> [WORK REQUIRED] From the entries below, return every line that includes the word "amazon".

> [DATASET EXCERPTS]
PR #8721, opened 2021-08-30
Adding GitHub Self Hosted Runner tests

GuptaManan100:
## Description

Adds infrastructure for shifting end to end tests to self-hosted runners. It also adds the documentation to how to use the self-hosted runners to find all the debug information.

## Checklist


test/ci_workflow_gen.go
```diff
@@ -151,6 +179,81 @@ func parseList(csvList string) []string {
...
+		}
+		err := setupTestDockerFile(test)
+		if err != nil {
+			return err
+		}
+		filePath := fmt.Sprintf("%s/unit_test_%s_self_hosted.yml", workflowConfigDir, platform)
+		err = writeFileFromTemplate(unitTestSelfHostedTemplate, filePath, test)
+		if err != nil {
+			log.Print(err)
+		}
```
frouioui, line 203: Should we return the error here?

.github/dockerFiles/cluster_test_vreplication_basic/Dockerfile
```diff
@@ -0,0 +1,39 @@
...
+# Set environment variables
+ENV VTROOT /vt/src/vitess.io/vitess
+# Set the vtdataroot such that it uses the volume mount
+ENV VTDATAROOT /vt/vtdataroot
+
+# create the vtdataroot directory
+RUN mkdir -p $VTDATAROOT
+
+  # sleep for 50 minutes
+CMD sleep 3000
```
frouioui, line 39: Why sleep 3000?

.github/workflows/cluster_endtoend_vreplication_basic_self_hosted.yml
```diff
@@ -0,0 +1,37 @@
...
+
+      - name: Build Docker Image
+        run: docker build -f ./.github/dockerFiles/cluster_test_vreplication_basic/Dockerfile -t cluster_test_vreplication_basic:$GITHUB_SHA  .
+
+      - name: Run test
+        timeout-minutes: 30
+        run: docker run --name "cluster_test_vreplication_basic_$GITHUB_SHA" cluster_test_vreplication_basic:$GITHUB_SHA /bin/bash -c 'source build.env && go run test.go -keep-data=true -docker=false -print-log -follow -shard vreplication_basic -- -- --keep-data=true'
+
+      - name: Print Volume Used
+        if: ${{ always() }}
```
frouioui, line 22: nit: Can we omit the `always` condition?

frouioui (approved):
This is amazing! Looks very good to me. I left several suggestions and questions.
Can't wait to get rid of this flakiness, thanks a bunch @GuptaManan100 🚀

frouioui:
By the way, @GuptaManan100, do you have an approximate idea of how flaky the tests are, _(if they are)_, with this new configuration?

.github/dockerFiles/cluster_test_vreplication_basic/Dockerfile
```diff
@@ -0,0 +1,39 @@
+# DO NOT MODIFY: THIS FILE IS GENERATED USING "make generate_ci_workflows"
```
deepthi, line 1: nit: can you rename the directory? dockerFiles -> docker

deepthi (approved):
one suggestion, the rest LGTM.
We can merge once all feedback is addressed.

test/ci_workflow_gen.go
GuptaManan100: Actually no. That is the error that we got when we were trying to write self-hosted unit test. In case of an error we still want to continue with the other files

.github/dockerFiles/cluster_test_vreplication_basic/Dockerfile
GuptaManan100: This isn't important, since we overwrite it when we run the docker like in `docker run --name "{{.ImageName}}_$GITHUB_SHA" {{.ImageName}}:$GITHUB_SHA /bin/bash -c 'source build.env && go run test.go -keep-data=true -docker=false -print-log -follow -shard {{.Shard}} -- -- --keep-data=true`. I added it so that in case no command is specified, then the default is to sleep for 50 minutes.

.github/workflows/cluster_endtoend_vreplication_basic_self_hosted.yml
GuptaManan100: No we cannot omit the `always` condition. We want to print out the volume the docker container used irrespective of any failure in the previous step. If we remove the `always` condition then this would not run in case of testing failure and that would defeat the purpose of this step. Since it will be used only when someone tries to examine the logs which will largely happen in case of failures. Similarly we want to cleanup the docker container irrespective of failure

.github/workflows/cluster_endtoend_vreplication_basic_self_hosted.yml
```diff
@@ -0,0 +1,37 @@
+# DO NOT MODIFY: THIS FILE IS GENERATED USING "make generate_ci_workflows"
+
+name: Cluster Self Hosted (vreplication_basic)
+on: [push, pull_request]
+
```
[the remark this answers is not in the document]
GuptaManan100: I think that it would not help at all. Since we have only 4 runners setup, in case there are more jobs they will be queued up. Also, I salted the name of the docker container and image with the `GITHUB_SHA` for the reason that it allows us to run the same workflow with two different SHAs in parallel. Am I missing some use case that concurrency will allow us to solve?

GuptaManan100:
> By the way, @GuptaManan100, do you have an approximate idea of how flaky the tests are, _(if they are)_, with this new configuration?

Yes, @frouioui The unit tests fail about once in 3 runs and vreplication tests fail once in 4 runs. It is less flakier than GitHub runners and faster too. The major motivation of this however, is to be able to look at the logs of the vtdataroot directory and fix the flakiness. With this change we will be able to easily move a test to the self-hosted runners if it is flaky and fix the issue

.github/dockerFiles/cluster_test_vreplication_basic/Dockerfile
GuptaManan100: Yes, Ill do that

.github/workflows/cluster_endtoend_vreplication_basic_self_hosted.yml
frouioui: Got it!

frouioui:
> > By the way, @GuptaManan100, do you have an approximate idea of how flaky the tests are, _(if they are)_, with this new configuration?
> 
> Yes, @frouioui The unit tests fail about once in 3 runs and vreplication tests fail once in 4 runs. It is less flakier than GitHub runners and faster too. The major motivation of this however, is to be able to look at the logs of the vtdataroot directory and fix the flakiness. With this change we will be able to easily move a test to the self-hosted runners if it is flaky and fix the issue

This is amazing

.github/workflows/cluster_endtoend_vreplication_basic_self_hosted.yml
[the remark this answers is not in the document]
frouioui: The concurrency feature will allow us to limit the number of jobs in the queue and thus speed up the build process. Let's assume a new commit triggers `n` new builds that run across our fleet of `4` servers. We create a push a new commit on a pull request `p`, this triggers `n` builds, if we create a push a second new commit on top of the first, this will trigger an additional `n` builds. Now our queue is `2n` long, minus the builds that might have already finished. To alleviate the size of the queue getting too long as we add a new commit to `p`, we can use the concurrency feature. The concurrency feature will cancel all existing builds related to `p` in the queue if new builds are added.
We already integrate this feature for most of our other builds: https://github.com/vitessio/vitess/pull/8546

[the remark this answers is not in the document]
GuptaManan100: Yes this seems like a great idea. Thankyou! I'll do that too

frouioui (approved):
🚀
...
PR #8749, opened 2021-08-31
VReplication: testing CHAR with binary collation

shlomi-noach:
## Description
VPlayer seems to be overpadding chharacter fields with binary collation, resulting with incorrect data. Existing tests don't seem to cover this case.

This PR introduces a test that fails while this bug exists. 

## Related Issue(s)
...
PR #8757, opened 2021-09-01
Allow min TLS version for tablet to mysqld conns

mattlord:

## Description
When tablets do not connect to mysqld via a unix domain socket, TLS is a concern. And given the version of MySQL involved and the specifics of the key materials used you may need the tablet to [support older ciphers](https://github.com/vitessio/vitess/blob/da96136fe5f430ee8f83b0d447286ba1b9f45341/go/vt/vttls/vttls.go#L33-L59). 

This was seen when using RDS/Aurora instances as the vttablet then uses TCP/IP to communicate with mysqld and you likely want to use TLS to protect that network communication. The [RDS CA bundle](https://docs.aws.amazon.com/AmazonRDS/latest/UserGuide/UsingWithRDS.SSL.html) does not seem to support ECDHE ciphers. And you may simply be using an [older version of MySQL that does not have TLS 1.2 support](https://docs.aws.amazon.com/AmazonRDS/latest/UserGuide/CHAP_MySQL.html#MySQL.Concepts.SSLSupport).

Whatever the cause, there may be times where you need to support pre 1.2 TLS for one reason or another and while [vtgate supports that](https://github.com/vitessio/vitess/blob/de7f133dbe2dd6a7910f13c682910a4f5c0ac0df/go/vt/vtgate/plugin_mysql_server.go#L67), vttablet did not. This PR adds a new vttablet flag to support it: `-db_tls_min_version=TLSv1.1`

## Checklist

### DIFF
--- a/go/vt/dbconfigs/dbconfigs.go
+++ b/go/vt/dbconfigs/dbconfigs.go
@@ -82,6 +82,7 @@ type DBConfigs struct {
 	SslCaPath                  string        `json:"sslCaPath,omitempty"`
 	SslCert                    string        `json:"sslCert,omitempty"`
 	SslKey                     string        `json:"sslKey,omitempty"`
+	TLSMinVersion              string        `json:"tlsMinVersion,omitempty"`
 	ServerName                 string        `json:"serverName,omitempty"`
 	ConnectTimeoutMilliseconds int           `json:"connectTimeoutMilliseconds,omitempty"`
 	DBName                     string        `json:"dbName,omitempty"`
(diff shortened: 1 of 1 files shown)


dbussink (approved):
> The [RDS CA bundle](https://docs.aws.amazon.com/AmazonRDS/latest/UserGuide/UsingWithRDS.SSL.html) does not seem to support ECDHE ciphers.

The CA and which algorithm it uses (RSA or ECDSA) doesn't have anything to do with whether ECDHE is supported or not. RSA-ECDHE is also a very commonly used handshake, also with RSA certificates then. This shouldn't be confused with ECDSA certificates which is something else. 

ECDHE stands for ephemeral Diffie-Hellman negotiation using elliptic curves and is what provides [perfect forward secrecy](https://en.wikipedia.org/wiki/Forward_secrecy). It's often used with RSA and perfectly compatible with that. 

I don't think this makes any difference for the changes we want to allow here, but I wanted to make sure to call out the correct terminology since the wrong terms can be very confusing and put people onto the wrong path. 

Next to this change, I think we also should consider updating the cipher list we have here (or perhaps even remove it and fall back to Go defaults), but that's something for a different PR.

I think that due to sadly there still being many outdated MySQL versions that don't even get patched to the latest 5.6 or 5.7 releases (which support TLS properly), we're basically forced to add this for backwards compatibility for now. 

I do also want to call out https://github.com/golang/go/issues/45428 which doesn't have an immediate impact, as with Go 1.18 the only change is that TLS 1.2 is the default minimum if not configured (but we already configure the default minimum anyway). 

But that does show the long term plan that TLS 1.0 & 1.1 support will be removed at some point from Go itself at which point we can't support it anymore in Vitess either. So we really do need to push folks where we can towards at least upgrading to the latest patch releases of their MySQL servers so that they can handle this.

> [SOLUTION FOR THIS EXERCISE]
This was seen when using RDS/Aurora instances as the vttablet then uses TCP/IP to communicate with mysqld and you likely want to use TLS to protect that network communication. The [RDS CA bundle](https://docs.aws.amazon.com/AmazonRDS/latest/UserGuide/UsingWithRDS.SSL.html) does not seem to support ECDHE ciphers. And you may simply be using an [older version of MySQL that does not have TLS 1.2 support](https://docs.aws.amazon.com/AmazonRDS/latest/UserGuide/CHAP_MySQL.html#MySQL.Concepts.SSLSupport).
> The [RDS CA bundle](https://docs.aws.amazon.com/AmazonRDS/latest/UserGuide/UsingWithRDS.SSL.html) does not seem to support ECDHE ciphers.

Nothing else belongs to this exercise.